Face à cette néfaste évolution, il ne s’agit pas de trembler car le recours à de telles méthodes est avant tout le signe de ce que Gramsci appelait une « crise du consentement populaire ». De moins en moins, pour parler comme Lénine, « ceux d’en haut ne peuvent gouverner comme avant » tandis que « ceux d’en bas ne veulent plus être gouvernés comme avant« . De plus en plus la France, n’en déplaise à l’euro-réformisme plat de la « gauche » établie, va tanguer fortement entre un risque accru de fascisme, c’est-à-dire, sans barguigner sur les définitions académiques, de dictature ouverte et violente de l’oligarchie capitaliste, et une irrépressible remontée des aspirations révolutionnaires. C’est d’autant plus vrai que, comme nous n’avons cessé de l’écrire, « Marianne ne consent plus! » [3] au viol provocant et répété de la démocratie [4] et que notre pays reste encore pour une part, comme disait Marx, « la terre classique des luttes de classes menées jusqu’au bout« .
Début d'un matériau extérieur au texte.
PR #2244, opened 2025-05-21
[NPU] Apply default STATIC_PIPELINE and memory-safe config for NPU backend

ohjaesik:


ohjaesik:
@openvinotoolkit/maintainers Could someone please review and approve this PR? It contains NPU optimization fixes.

src/cpp/src/llm/pipeline.cpp
```diff
@@ -15,6 +15,30 @@
...
+    if (!properties.count("MAX_PROMPT_LEN"))
+        properties["MAX_PROMPT_LEN"] = 64;
+
+    // Set minimum number of tokens to generate in the response
+    if (!properties.count("MIN_RESPONSE_LEN"))
+        properties["MIN_RESPONSE_LEN"] = 64;
+
+    // Set cache directory to store compiled pipeline
+    if (!properties.count("CACHE_DIR"))
+        properties["CACHE_DIR"] = "./ov_cache";
```
as-suvorov, line 36: `CACHE_DIR` is optional and disabled by default in OpenVINO. I think GenAI default should be aligned.

src/cpp/src/llm/pipeline.cpp
```diff
@@ -15,6 +15,30 @@
...
+
+    // Limit to single stream to avoid parallel execution issues on NPU
+    if (!properties.count("NUM_STREAMS"))
+        properties["NUM_STREAMS"] = 1;
```
as-suvorov, line 40: Same for `NUM_STREAMS`.

src/cpp/src/llm/pipeline.cpp
```diff
@@ -15,6 +15,30 @@
 #include "speculative_decoding/speculative_decoding_impl.hpp"
 #include "utils.hpp"
 
+// Patch properties with safe default values for NPU inference
+// This ensures stable behavior by enabling static pipeline execution
+// and reducing prompt/response sizes to prevent memory issues.
+void patch_npu_properties(ov::AnyMap& properties) {
+    // Enable static pipeline (required for NPU)
+    if (!properties.count("STATIC_PIPELINE"))
+        properties["STATIC_PIPELINE"] = true;
```
as-suvorov, line 24: What are the instability issues with `StatefulPipeline`?

src/cpp/src/llm/pipeline.cpp
ohjaesik: remove this code?

src/cpp/src/llm/pipeline.cpp
AsyaPronina: Exactly the unified and optimized configuration is chosen by default, so `STATIC_PIPELINE` is not used on purpose.
Please attach numbers that shows the difference between `STATIC_PIPELINE` and not if you found the difference.

as-suvorov (changes requested):

ohjaesik:
nothing

PR #2254, opened 2025-05-22
Support for mmlu dataset and multiple choice evaluation

sstrehlk:


tools/who_what_benchmark/whowhatbench/wwb.py
Wovchena, line 1: Why is `mmlu` needed?

tools/who_what_benchmark/whowhatbench/wwb.py
```diff
@@ -200,8 +200,22 @@ def load_prompts(args):
         name = None
     data = load_dataset(path=path, name=name, split=split)
 
-    res = data[args.dataset_field]
-    res = {"prompts": list(res)}
+    if "mmlu" in path:
```
sbalandi, line 203: Can only this dataset be used for this case ? 
I would prefer to manage cases via cmd keys, not dataset, maybe add a separate key for example `--metrics`, which can be the list with pre-defined values and set as `similarity` be default. If `choice_similarity` in metrics , then make `mmlu` dataset the as default.

PR #2929, opened 2025-10-28
Reprodue '(': illegal token on right side of '::'

Wovchena:
CVS-175618


Wovchena:
Fixed in https://github.com/openvinotoolkit/openvino.genai/pull/2958

PR #2941, opened 2025-10-29
[RAG] Add text rerank models task

as-suvorov:
## Description
For text rerank models `--task` needs to be provided during conversion with `optimum-cli`

image

Ticket: 173665

## Checklist:


site/docs/supported-models/_components/text-rerank-models-table/index.tsx
```diff
@@ -3,14 +3,17 @@ import { TEXT_RERANK_MODELS } from './models';
 import { BaseModelsTable, LinksCell } from '../base-models-table';
 
 export default function TextRerankModelsTable(): React.JSX.Element {
-  const headers = ['Architecture', 'Example HuggingFace Models'];
+  const headers = ['Architecture', 'optimum-cli task', 'Example HuggingFace Models'];
```
yatarkan: If it will render as a preformatted (inline code) block
```suggestion
  const headers = ['Architecture', '`optimum-cli` task', 'Example HuggingFace Models'];
```

site/docs/supported-models/_components/text-rerank-models-table/index.tsx
```diff
@@ -3,14 +3,17 @@ import { TEXT_RERANK_MODELS } from './models';
...
-  const rows = TEXT_RERANK_MODELS.map(({ architecture, models }) => (
+  const rows = TEXT_RERANK_MODELS.map(({ architecture, optimumIntelTask, models }) => (
     <>
       <tr key={architecture}>
         <td rowSpan={models.length}>
           <code>{architecture}</code>
         </td>
+        <td rowSpan={models.length}>
+          <code>{optimumIntelTask}</code>
+        </td>
```
yatarkan, line 16: I was thinking about a separate note section with a content like:

> Info: To export rerank models with `optimum-cli` provide `--task` parameter from the corresponding table column below.

Default task for majority of rerank models (text-classification) can be also put to the note, with exception/link note for Qwen3ForCausalLM. However, if models tend to have more unique tasks it might become duplicated info, so keeping separate task column is reasonable.

as-suvorov: I was thinking like we already have a kind of 'note' exception for qwen3 models. I wasn't sure if we need to introduce two exceptions one for generic case and second existing for qwen3 models. I thought a more generic solution is a better choice. I don't have strong opinion here, please tell me if you anyway want to go with 2 notes.

site/docs/supported-models/_components/text-rerank-models-table/models.ts
```diff
@@ -45,6 +49,7 @@ export const TEXT_RERANK_MODELS: TextRerankModelType[] = [
   },
   {
     architecture: 'Qwen3ForCausalLM',
+    optimumIntelTask: 'text-generation-with-past',
```
rkazants, line 52: that is strange. How do you use `hidden states` or `output_tokens`? You need scores for reranking.

as-suvorov: Here is example usage: https://huggingface.co/Qwen/Qwen3-Reranker-0.6B#transformers-usage
We have same prostporcessing: https://github.com/openvinotoolkit/openvino.genai/blob/master/src/cpp/src/rag/text_rerank_pipeline.cpp#L90

rkazants: Thanks, I got it. From my perspective we need to adjust it on optimum-intel side. That means we need to have classification task for it where we should prepend this post-processing on optimum-intel side so that IR will contain all required ops and no need to prepend it on GenAI side. That's for the future, but will be nice to have JIRA ticket for such enhancement. How do you think?

as-suvorov: We discussed with @apaniukov further optimization of qwen3 reranker postprocessing, here is the python reference: https://huggingface.co/Qwen/Qwen3-Reranker-0.6B/discussions/3. Model card with backed in postporcessing: https://huggingface.co/tomaarsen/Qwen3-Reranker-0.6B-seq-cls.

Having such postprocessing on optimum-intel side would basically convert original qwen3-rerank model into: https://huggingface.co/tomaarsen/Qwen3-Reranker-0.6B-seq-cls. Which is ok.

I have only once concern regarding move postprocessing to optimum-cli side. It's passing yes/no_token_id. When postporcessing on genai side we can ask user to provide yes/no token ids or string representation. This feature is not implemented yet on GenAI side. But I guess it would not be possible to implement if we have postprocessing on optimum-intel side.
To summarize if need to pass yes/no token ids as a parameter we should leave post-processing on GenAI side. If no, it's better to move it to optimum-intel.
@apaniukov What's your thoughts on this?

apaniukov: The post-processing applied to the model depends on the tokenizer's padding side. We can sync this in GenAI's embedding pipeline, but the optimum class does not have a direct link to the tokenizer.

apaniukov: The post-processing is applied on optimum side if `--library=sentence-transformers` key is used during export. We need to support this scenario on GenAI side.

apaniukov (approved):

yatarkan (approved):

Pour « tenir » et gagner, il faudra certes que le peuple et la jeunesse en lutte déjouent les provocations que la droite dure en place ne cessera de monter contre eux. Mais il faudra surtout de la clarté politique. Oui, il faut le départ de Macron sous les huées populaires. Mais au-delà de cet individu et de son clone belliciste de Matignon, c’est l’ensemble de la politique oligarchique qu’il faudra démonter et ce sera impossible sans mettre frontalement en cause à la fois :
- l’euro, cette machinerie infernale qui, depuis des décennies, plombe les services publics, la protection sociale et le « produire en France »,
- l’OTAN, qui nous mène vitesse V à une guerre suicidaire avec la Russie,
- l’UE, cette prison des peuples qui est aussi un rempart oligarchique à l’Europe des luttes qui monte,
- et bien entendu, le capitalisme, ce système malfaisant, périmé et proprement exterministe qui « épuise la Terre et les travailleurs » (Marx) pour défendre les privilèges d’une poignée de magnats.
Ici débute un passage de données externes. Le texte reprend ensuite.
PR #2950, opened 2025-10-31
[Docs] Add Structured Output Docs

apaniukov:
## Description
Add SO page to the docs

Ticket: CVS-173810

## Checklist:

### DIFF
--- a/site/docs/guides/structured-output.mdx
+++ b/site/docs/guides/structured-output.mdx
@@ -127,4 +127,4 @@ You can find complete sample programs that demonstrate structured output generat
 - [Trigger structured output during regular generation run](https://github.com/openvinotoolkit/openvino.genai/blob/master/samples/python/text_generation/structural_tags_generation.py)
 - [Test-driven examples](https://github.com/openvinotoolkit/openvino.genai/blob/master/tests/python_tests/test_structured_output.py) (comprehensive examples covering JSON, regex, EBNF and structural tags)
 
-OpenVINO GenAI JavaScript bindings also support the Structured Output feature. Check [JS samples directory](https://github.com/openvinotoolkit/openvino.genai/tree/master/samples/js/text_generation) for usage examples.
+OpenVINO GenAI JavaScript bindings also support the Structured Output feature. Check [JS samples](/docs/samples/js/text_generation#7-structured-output-sample-structured_output_sample) for usage examples.


yangsu2022:
Shall we add some figures like this？
image
from https://arxiv.org/pdf/2411.15100

site/docs/guides/structured-output.mdx
```diff
@@ -0,0 +1,116 @@
+---
+sidebar_position: 7
+---
+
+# Structured Output
+
+Structured output generation lets a model produce machine‑readable responses that follow a defined format — for example JSON, a regular expression, or an EBNF grammar. OpenVINO GenAI provides a flexible structured output enforcement so the model can generate valid, well‑formed output.
+
+## What OpenVINO GenAI provides
```
yatarkan: Let's use title case
```suggestion
## What OpenVINO GenAI Provides
```

site/docs/guides/structured-output.mdx
```diff
@@ -0,0 +1,116 @@
...
+
+- Base structured output formats: JSON, regex, and grammar (EBNF) based structured generation.
+- Structural tags:
+  - Compound grammars: combine several grammars to handle more complex tasks or enforce different function calling styles.
+  - Tags: blend regular free‑form generation with structural tags during single generate call.
+
+## Structured output configuration
```
yatarkan: Let's use title case
```suggestion
## Structured Output Configuration
```

site/docs/guides/structured-output.mdx
```diff
@@ -0,0 +1,116 @@
...
+- `json_schema` — a JSON Schema that the generator will try to satisfy; useful when you need typed fields and nested structures.
+- `regex` — a regular expression that the output must match.
+- `grammar` — an EBNF grammar that describes structure of the output.
+- `structural_tags_config` and `compound_grammar` — advanced options to combine multiple grammars.
+
+:::info
+You should set only one primary structured constraint (for example `json_schema`, `regex`, or `grammar`) on a `StructuredOutputConfig` instance. The library validates the configuration and will raise an error if conflicting constraints are provided (for example both `json_schema` and `regex`).
+:::
+
+Deprecation note: the `StructuralTagsConfig` class and the `compound_grammar` field are deprecated. Use the `structural_tags_config` field on `StructuredOutputConfig` instead; it provides the same functionality and is the recommended API going forward.
```
yatarkan: I would use warning note to increase visibility
```suggestion
:::warning Deprecation Note
The `StructuralTagsConfig` class and the `compound_grammar` field are deprecated. Use the `structural_tags_config` field on `StructuredOutputConfig` instead; it provides the same functionality and is the recommended API going forward.
:::
```

site/docs/guides/structured-output.mdx
```diff
@@ -0,0 +1,116 @@
...
+
+## Samples and further reading
+
+You can find complete sample programs that demonstrate structured output generation here:
+
+- Python sample: `samples/python/text_generation/structured_output_generation.py`
+- C++ sample: `samples/cpp/text_generation/structured_output_generation.cpp`
+- Combining multiple grammars for structured output: `samples/python/text_generation/compound_grammar_generation.py`
+- Combine regular sampling and structured output: `samples/python/text_generation/structural_tags_generation.py`
+- Test-driven examples: `tests/python_tests/test_structured_output.py` (comprehensive examples covering JSON, regex, EBNF and structural tags)
```
yatarkan: Would be better to provide GitHub links for samples and tests.

site/docs/guides/structured-output.mdx
```diff
@@ -0,0 +1,116 @@
...
+    auto result = pipe.generate(prompt, gen_config);
+
+    std::cout << "Model output: " << result.texts[0] << std::endl;
+    return 0;
+}
+```
+    </TabItemCpp>
+</LanguageTabs>
+
+## Samples and further reading
```
yatarkan: Let's use title case
```suggestion
## Samples and Further Reading
```

site/docs/guides/structured-output.mdx
```diff
@@ -0,0 +1,116 @@
...
+
+You can find complete sample programs that demonstrate structured output generation here:
+
+- Python sample: `samples/python/text_generation/structured_output_generation.py`
+- C++ sample: `samples/cpp/text_generation/structured_output_generation.cpp`
+- Combining multiple grammars for structured output: `samples/python/text_generation/compound_grammar_generation.py`
+- Combine regular sampling and structured output: `samples/python/text_generation/structural_tags_generation.py`
+- Test-driven examples: `tests/python_tests/test_structured_output.py` (comprehensive examples covering JSON, regex, EBNF and structural tags)
+
+## Tips and best practices
```
yatarkan: Let's use title case
```suggestion
## Tips and Best Practices
```

yatarkan: Does it make sense to move "Tips and Best Practices" and "Samples and Further Reading" headers to level 3 so they will go under more general level 2 header "Using Structured Output"?

yatarkan (changes requested):

site/docs/guides/structured-output.mdx
```diff
@@ -0,0 +1,116 @@
...
+
+### Examples
+
+<LanguageTabs>
+    <TabItemPython>
+```python
+import json
+import openvino_genai as ov_genai
+
+
```
rkazants, line 62:
```suggestion
```

site/docs/guides/structured-output.mdx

En outre, loin d’opposer le mouvement spontané des masses aux partis politiques et aux syndicats « en général », il faut, tout en dénonçant les trahisons de la fausse « gauche » et en soutenant la plus large démocratie populaire, reconstruire un parti communiste de combat, relancer le syndicalisme de classe qui fut l’orgueil de la CGT, favoriser l’émergence d’un Front pour la Résistance et l’Alternative Populaire portant toutes les dimensions de la contre-offensive anti-oligarchique : sauvegarde et relance du progrès social, défense de la paix, reconquête de la souveraineté nationale et populaire, élargissement de la démocratie populaire et, corrélativement, mise hors d’état de nuire du fascisme, de l’extrême droite et des menées oligarchiques sous toutes leurs formes.
Tôt ou tard, naîtra, dans ces luttes et nourri par elles, le projet d’un socialisme-communisme de nouvelle génération qui rendra au mouvement ouvrier et populaire toute la force motrice d’un grand idéal transformateur. Et c’est à tout cela que contribuent de toutes leurs forces les militants et militantes du PRCF.
[1] Fadi Kassem et Georges Gastaud sont respectivement secrétaire national du PRCF et directeur politique d’Initiative communiste
[2] Dont l’apport majeur à la défaite de Bayrou et de son plan aura été… de le recevoir avec les honneurs lors de la rentrée « militante » (si peu…) de la Centrale du bien nommé « Berger ».
[3] Pamphlet de G. Gastaud, 2023 – A commander à l’auteur. Cf aussi du même auteur, la Lettre ouverte aux « bons Français » qui assassinent la France, Temps des cerises 2005.
[4] Dont les dernières manifestations les plus voyantes auront été le viol du Non à la constitution européenne (2008) par les complices Hollande et Sarkozy, le massacre policier des Gilets jaunes, et plus récemment, la répression frappant les secteurs ouvriers (pétrochimie, énergie…) du mouvement sur les retraites.